[Opening Task data section]

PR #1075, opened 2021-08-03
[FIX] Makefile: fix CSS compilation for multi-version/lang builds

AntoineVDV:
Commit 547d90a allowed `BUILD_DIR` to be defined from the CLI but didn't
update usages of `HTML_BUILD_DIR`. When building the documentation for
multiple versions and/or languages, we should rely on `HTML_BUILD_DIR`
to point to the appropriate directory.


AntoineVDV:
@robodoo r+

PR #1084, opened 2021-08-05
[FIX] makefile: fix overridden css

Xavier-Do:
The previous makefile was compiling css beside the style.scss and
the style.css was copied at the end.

[Closing Task data section]
[Opening Task data section]

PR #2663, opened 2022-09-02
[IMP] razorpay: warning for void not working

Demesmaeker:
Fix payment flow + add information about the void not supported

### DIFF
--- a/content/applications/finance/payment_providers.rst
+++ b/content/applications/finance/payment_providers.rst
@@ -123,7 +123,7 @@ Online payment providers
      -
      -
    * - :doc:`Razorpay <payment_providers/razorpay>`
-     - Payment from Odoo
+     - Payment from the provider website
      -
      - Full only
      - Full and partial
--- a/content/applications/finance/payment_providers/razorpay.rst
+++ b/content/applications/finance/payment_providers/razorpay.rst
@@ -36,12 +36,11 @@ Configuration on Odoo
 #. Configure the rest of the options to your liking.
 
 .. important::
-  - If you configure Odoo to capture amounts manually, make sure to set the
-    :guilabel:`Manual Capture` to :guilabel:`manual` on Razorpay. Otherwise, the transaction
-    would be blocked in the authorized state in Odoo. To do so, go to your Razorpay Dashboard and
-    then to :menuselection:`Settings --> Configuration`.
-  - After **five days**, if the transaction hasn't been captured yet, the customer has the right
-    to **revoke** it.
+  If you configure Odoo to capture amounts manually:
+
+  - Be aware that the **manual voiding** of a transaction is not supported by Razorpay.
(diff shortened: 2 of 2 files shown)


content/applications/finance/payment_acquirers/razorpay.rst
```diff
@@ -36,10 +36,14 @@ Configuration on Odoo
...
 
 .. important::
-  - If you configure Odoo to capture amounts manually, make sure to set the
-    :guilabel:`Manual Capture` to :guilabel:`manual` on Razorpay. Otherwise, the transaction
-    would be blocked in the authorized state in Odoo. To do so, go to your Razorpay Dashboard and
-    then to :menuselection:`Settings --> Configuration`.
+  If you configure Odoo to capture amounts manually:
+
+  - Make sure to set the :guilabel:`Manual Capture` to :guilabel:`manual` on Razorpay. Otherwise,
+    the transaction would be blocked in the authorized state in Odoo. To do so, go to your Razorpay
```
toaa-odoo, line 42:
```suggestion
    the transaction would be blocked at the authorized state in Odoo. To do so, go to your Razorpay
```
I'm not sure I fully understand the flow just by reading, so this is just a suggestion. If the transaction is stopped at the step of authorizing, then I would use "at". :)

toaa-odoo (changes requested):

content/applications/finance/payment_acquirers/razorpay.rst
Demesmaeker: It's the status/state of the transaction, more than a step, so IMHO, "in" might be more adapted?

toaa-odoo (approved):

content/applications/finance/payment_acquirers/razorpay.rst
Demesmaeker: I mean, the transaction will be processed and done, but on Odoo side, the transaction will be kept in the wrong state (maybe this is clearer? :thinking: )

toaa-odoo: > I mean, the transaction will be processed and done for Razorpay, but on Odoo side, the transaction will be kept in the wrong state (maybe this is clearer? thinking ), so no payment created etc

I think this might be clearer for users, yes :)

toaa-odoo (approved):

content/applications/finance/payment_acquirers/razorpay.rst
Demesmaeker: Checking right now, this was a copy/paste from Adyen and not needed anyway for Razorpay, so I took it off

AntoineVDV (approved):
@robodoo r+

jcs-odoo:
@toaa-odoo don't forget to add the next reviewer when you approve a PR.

[Closing Task data section]

### Task
Of all the entries above, output exactly the lines between the one holding "PR #1075, opened 2021-08-03" and the one holding "The previous makefile", inclusive.

### Answer to this problem
PR #1075, opened 2021-08-03
[FIX] Makefile: fix CSS compilation for multi-version/lang builds

AntoineVDV:
Commit 547d90a allowed `BUILD_DIR` to be defined from the CLI but didn't
update usages of `HTML_BUILD_DIR`. When building the documentation for
multiple versions and/or languages, we should rely on `HTML_BUILD_DIR`
to point to the appropriate directory.


AntoineVDV:
@robodoo r+

PR #1084, opened 2021-08-05
[FIX] makefile: fix overridden css

Xavier-Do:
The previous makefile was compiling css beside the style.scss and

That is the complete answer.